8. Pemakaian kursi roda

Harus dipesan kursi roda yang sesuai untuk tiap pasien. Idealnya pasien dipesankan kursi roda sedini mungkin yang tipenya disesuaikan dengan hasil pemeriksaan. Waktu yang paling tepat adalah saat pasien mulai belajar duduk.

Sebaiknya pemesanan kursi roda ini didiskusikan oleh tim. Pemilihan jenis kursi roda sangat tergantung kepada usia, ukuran tubuh, tinggi badan dan berat badan dan ditentukan oleh kekuatan lengan (1,2,3). Tempat kaki yang dapat dibuka dan berputar, ketinggian yang dapat diatur serta sandaran tangan yang dapat dilepaskan merupakan bentuk standart. Latihan mengendalikan kursi roda diberikan sampai pasien betul – betul yakin akan kemampuannya.

Antara lain latihan tersebut adalah bagaimana cara – cara melintasi pintu,

permukaan lantai yang tidak rata, kemiringan dari “trotoar”. Kepada pasien juga diajarkan cara–cara mundur dengan baik.

9. Ortotik

Pada trauma medula spinalis daerah torako lumbal dapat diberikan torako lumbal brace. Prinsip kerja ini alat ini adalah memberikan penekanan pada 3 buah titik yang dikenal dengan “three point pressure”. Penekanan tersebut diberikan dibagian antero distal yang terletak diatas pubis, dibagian antero proksimal pada sternum, sedangkan dibagian posterior tekanan diberikan pada daerah thorax bagian distal hingga lumbal bagian proksimal yang berupa

“padding”.

Sedangkan pada trauma medula spinalis daerah torako lumbo sakral dapat diberikan torako lumbo sakral brace (TLSO). Prinsip kerja alat ini untuk menghambat gerakan tulang punggung kearak fleksi, ekstensi, laterofleksi.

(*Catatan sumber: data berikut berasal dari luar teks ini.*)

PR #200, opened 2019-11-14
Add quiz screen

narendrasss:


anhduc130:
The gravity form should be embedded in the quiz screen.

narendrasss:
Thanks @anhduc130. That means this PR is now ready for QA.

templates/vue/src/components/lightbox/quiz/Question.vue
```diff
@@ -0,0 +1,174 @@
...
+            .querySelector(`form#gform_${id}`)
+            .addEventListener("submit", (event) => {
+              this.formOpened = false
+              this.$emit("form-submitted")
+              this.disableButton = false;
+            })
+
+          this.$refs["form-container"].appendChild(gravityForm)
+          this.formOpened = true
+          this.$emit("form-opened")
```
narendrasss: We should avoid doing any direct manipulation of the DOM. Vue has a `v-html` attribute that you can use to inject html, and events "bubble" so you can attach the submit handler to the `form-container` element and it should work fine.

anhduc130: Please feel free to modify the code. Thanks.

templates/vue/src/App.vue
```diff
@@ -22,37 +22,45 @@ export default {
 
 html {
   font-size: 100%;
+}
```
wynnset: It seems like this is reverting the SASS changes. Could you please make sure this is written is SCSS instead and not revert that change?

templates/vue/src/components/lightbox/quiz/Question.vue
wynnset: Yes, I agree with Narendra here. We should avoid doing things through plain JS when there is a vue way of doing it. Please fix this.

templates/vue/src/App.vue
narendrasss: Sorry about that, looks like a problem from doing the merge. Fixed.

PR #204, opened 2019-11-14
Add SASS, update webpack, and utilize it in all components

wynnset:


narendrasss:
Looks good. The next step is to convert the css code to sass so it's more compact.

anhduc130:
Looks good to me.

PR #209, opened 2019-11-19
Fixed node disconnecting after edit

narendrasss:


templates/vue/src/store/mutations.js
```diff
@@ -37,12 +37,9 @@ export function addNode(state, node) {
...
   const nodeIndex = Helpers.findNodeIndex(payload.id, state)
   const oldNode = state.nodes[nodeIndex]
-
-  const newNode = { ...oldNode }
   Object.entries(payload.newNode).forEach(([key, value]) => {
-    newNode[key] = value
+    oldNode[key] = value
   })
-  state.nodes[nodeIndex] = newNode
   state.nodes = [...state.nodes]
```
wynnset: is this required?

templates/vue/src/store/mutations.js
```diff
@@ -37,12 +37,9 @@ export function addNode(state, node) {
 export function updateNode(state, payload) {
   const nodeIndex = Helpers.findNodeIndex(payload.id, state)
   const oldNode = state.nodes[nodeIndex]
```
wynnset: can we rename this to just `thisNode` or something since "old" doesn't make sense anymore?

“Frame dan padding” yang menahan otot – otot abdominal mulai dari umbilikus sampai daerah supra pubis. Gambar menunjukkan salah satu bentuk torako lumbo sakral brace yaitu Goltwait brace.

Lesi pada T12 – L1 mengakibatkan hilangnya fungsi motorik dan sensorik mulai dari panggul ke bawah. Pada keadaan ini diperlukan pola jalan “swing throuh” yang memerlukan energi 6 kali lebih besar dibandingkan keadaan normal untuk setiap meternya. Pasien yang mampu berjalan dengan pola ini dan dalam kecepatan yang cukup baik 60 m/menit sangat jarang.